(Source records Opens)

PR #707, opened 2026-05-11
Remove work-arounds for Rails < 7.1

Mangara:
### What and why?

We dropped support for Rails 7.0 in https://github.com/Shopify/job-iteration/pull/704, but still had a bunch of work-arounds in the code. This PR cleans those up.

### DIFF
--- a/lib/job-iteration/active_record_batch_enumerator.rb
+++ b/lib/job-iteration/active_record_batch_enumerator.rb
@@ -66,10 +66,6 @@ module JobIteration
       pkey = @column_mgr.primary_key
       pkey_values = primary_key_values
 
-      # If the primary key is only composed of a single column, simplify the
-      # query. This keeps us compatible with Rails prior to 7.1 where composite
-      # primary keys were introduced along with the syntax that allows you to
-      # query for multi-column values.
       if pkey.size <= 1
         pkey = pkey.first
         pkey_values = pkey_values.map(&:first)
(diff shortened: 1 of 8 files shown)


SomalianIvan (approved):

lib/job-iteration/active_record_batch_enumerator.rb
```diff
@@ -66,10 +66,6 @@ def filter_relation_with_primary_key(primary_key_values)
       pkey = @column_mgr.primary_key
       pkey_values = primary_key_values
 
-      # If the primary key is only composed of a single column, simplify the
-      # query. This keeps us compatible with Rails prior to 7.1 where composite
-      # primary keys were introduced along with the syntax that allows you to
-      # query for multi-column values.
```
beepubapu, line 72: Should we leave a comment here clarifying why the branch exists, if not for < 7.1 support?

beepubapu (approved):
One clarifying question about a remaining code branch.

lib/job-iteration/active_record_batch_enumerator.rb
Mangara: Simplifying the query still seems useful to me. Does that require a comment?

beepubapu: Nope, nit. Move ahead.

PR #722, opened 2026-06-09
feat: add interruption adapter for shoryuken

### LINKED ISSUE #719: Support Shoryuken
Hi, I am currently using maintenance_tasks with [Shoryuken](https://github.com/ruby-shoryuken/shoryuken). 

It appears that the job-iteration gem does not currently define an interruption_adapter for Shoryuken. Can we add one? 
I have made a PR with it, but I can't push to the repo. The code is something like this:

```rb
# frozen_string_literal: true

begin
  require "shoryuken"
rescue LoadError
  # Shoryuken is not available, no need to load the adapter
  return
end

begin
  # Lifecycle event registration (Shoryuken.configure_server / config.on) was
  # introduced in Shoryuken 2.0.2.
  gem("shoryuken", ">= 2.0.2")
rescue Gem::LoadError
  warn("job-iteration's interruption adapter for Shoryuken requires Shoryuken 2.0.2 or newer")
  return
end

module JobIteration
  module InterruptionAdapters
    module ShoryukenAdapter
      class << self
        attr_accessor :stopping

        def call
          stopping
        end
      end

      Shoryuken.configure_server do |config|
        config.on(:shutdown) do
          ShoryukenAdapter.stopping = true
        end
      end
    end

    register(:shoryuken, ShoryukenAdapter)
  end
end

```

The rest of the code is quite simple: 
1) Add shoryuken in `interruption_adapters.rb` BUNDLED_ADAPTERS array.
2) Update CHANGELOG and README
3) Add shoryuken to the Gemfile

How can I contribute? Thanks in advance

luizlevindiniz:
close: #719 
This PR adds an interruption adapter for [shoryuken](https://github.com/ruby-shoryuken/shoryuken)

### DIFF
--- a/Gemfile
+++ b/Gemfile
@@ -28,6 +28,7 @@ end
 gem "sidekiq", sidekiq_version
 gem "resque", resque_version
 gem "delayed_job"
+gem "shoryuken"
 gem "connection_pool", connection_pool_version
 
 if defined?(@rails_gems_requirements) && @rails_gems_requirements
--- a/CHANGELOG.md
+++ b/CHANGELOG.md
@@ -10,7 +10,7 @@ nil
 
 ### Features
 
-nil
+- Add interruption adapter for [Shoryuken](https://github.com/ruby-shoryuken/shoryuken).
 
 ### Bug fixes
 
--- a/Gemfile.lock
+++ b/Gemfile.lock
@@ -53,6 +53,21 @@ GEM
       tzinfo (~> 2.0, >= 2.0.5)
       uri (>= 0.13.1)
     ast (2.4.3)
+    aws-eventstream (1.4.0)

(Source records Closes)

**Exercise directions:**
Above are the records; copy all of them exactly.

**Exercise solution:**
PR #707, opened 2026-05-11
Remove work-arounds for Rails < 7.1

Mangara:
### What and why?

We dropped support for Rails 7.0 in https://github.com/Shopify/job-iteration/pull/704, but still had a bunch of work-arounds in the code. This PR cleans those up.

### DIFF
--- a/lib/job-iteration/active_record_batch_enumerator.rb
+++ b/lib/job-iteration/active_record_batch_enumerator.rb
@@ -66,10 +66,6 @@ module JobIteration
       pkey = @column_mgr.primary_key
       pkey_values = primary_key_values
 
-      # If the primary key is only composed of a single column, simplify the
-      # query. This keeps us compatible with Rails prior to 7.1 where composite
-      # primary keys were introduced along with the syntax that allows you to
-      # query for multi-column values.
       if pkey.size <= 1
         pkey = pkey.first
         pkey_values = pkey_values.map(&:first)
(diff shortened: 1 of 8 files shown)


SomalianIvan (approved):

lib/job-iteration/active_record_batch_enumerator.rb
```diff
@@ -66,10 +66,6 @@ def filter_relation_with_primary_key(primary_key_values)
       pkey = @column_mgr.primary_key
       pkey_values = primary_key_values
 
-      # If the primary key is only composed of a single column, simplify the
-      # query. This keeps us compatible with Rails prior to 7.1 where composite
-      # primary keys were introduced along with the syntax that allows you to
-      # query for multi-column values.
```
beepubapu, line 72: Should we leave a comment here clarifying why the branch exists, if not for < 7.1 support?

beepubapu (approved):
One clarifying question about a remaining code branch.

lib/job-iteration/active_record_batch_enumerator.rb
Mangara: Simplifying the query still seems useful to me. Does that require a comment?

beepubapu: Nope, nit. Move ahead.

PR #722, opened 2026-06-09
feat: add interruption adapter for shoryuken

### LINKED ISSUE #719: Support Shoryuken
Hi, I am currently using maintenance_tasks with [Shoryuken](https://github.com/ruby-shoryuken/shoryuken). 

It appears that the job-iteration gem does not currently define an interruption_adapter for Shoryuken. Can we add one? 
I have made a PR with it, but I can't push to the repo. The code is something like this:

```rb
# frozen_string_literal: true

begin
  require "shoryuken"
rescue LoadError
  # Shoryuken is not available, no need to load the adapter
  return
end

begin
  # Lifecycle event registration (Shoryuken.configure_server / config.on) was
  # introduced in Shoryuken 2.0.2.
  gem("shoryuken", ">= 2.0.2")
rescue Gem::LoadError
  warn("job-iteration's interruption adapter for Shoryuken requires Shoryuken 2.0.2 or newer")
  return
end

module JobIteration
  module InterruptionAdapters
    module ShoryukenAdapter
      class << self
        attr_accessor :stopping

        def call
          stopping
        end
      end

      Shoryuken.configure_server do |config|
        config.on(:shutdown) do
          ShoryukenAdapter.stopping = true
        end
      end
    end

    register(:shoryuken, ShoryukenAdapter)
  end
end

```

The rest of the code is quite simple: 
1) Add shoryuken in `interruption_adapters.rb` BUNDLED_ADAPTERS array.
2) Update CHANGELOG and README
3) Add shoryuken to the Gemfile

How can I contribute? Thanks in advance

luizlevindiniz:
close: #719 
This PR adds an interruption adapter for [shoryuken](https://github.com/ruby-shoryuken/shoryuken)

### DIFF
--- a/Gemfile
+++ b/Gemfile
@@ -28,6 +28,7 @@ end
 gem "sidekiq", sidekiq_version
 gem "resque", resque_version
 gem "delayed_job"
+gem "shoryuken"
 gem "connection_pool", connection_pool_version
 
 if defined?(@rails_gems_requirements) && @rails_gems_requirements
--- a/CHANGELOG.md
+++ b/CHANGELOG.md
@@ -10,7 +10,7 @@ nil
 
 ### Features
 
-nil
+- Add interruption adapter for [Shoryuken](https://github.com/ruby-shoryuken/shoryuken).
 
 ### Bug fixes
 
--- a/Gemfile.lock
+++ b/Gemfile.lock
@@ -53,6 +53,21 @@ GEM
       tzinfo (~> 2.0, >= 2.0.5)
       uri (>= 0.13.1)
     ast (2.4.3)
+    aws-eventstream (1.4.0)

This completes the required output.